(Saved data entries)

▬▬▬▬▬▬▬▬▬▬

PR #206, opened 2026-05-30
feat(embeddings): Make MNEMOSYNE_EMBEDDING_API_URL independent of OPENROUTER_BASE_URL

mia-fourier:
feat(embeddings): Make MNEMOSYNE_EMBEDDING_API_URL independent of OPENROUTER_BASE_URL

Remove fallback to OPENROUTER_BASE_URL and OPENROUTER_API_KEY from embedding config.
Embedding models may use local llama.cpp, OpenAI, Anthropic, or any other provider —
not just wherever the general OpenRouter endpoint points.

Also fixes a bug in _embed_api() where base_url was read from env but then the stale
_OPENAI_BASE_URL was used for the actual URL construction.

### DIFF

▬▬▬▬▬▬▬▬▬▬

### Your instructions:
When you reach the line containing "not just wherever" in the data above, retype it and each line after it through the final one, exactly as written.

### Solved exercise:
not just wherever the general OpenRouter endpoint points.

Also fixes a bug in _embed_api() where base_url was read from env but then the stale
_OPENAI_BASE_URL was used for the actual URL construction.

### DIFF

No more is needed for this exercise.